┌──
PR #753, opened 2016-08-05
added test on strings for input bool_value

razvan-lupu:
The operation doesn't work on central because in central the input is given as String. I added also a comparison for strings in order to work both on central and CloudSlang-cli.

### DIFF
--- a/content/io/cloudslang/base/utils/is_true.sl
+++ b/content/io/cloudslang/base/utils/is_true.sl
@@ -21,5 +21,5 @@ decision:
   inputs:
     - bool_value
   results:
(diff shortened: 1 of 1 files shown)


content/io/cloudslang/base/utils/is_true.sl
```diff
@@ -21,5 +21,5 @@ decision:
   inputs:
     - bool_value
   results:
-    - SUCCESS: ${ bool_value == True }
+    - SUCCESS: ${ bool_value == True or bool_value == "True" }
```
mihaitusa: @razvan-lupu You should consider this: bool_value in [True, true, 'True', 'true'] to cover up all the possibilities. WDYT?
└──
Aim of the task:
Spot every line in the entries that includes the word "strings", and copy each one out.

Answer to the problem:
added test on strings for input bool_value
The operation doesn't work on central because in central the input is given as String. I added also a comparison for strings in order to work both on central and CloudSlang-cli.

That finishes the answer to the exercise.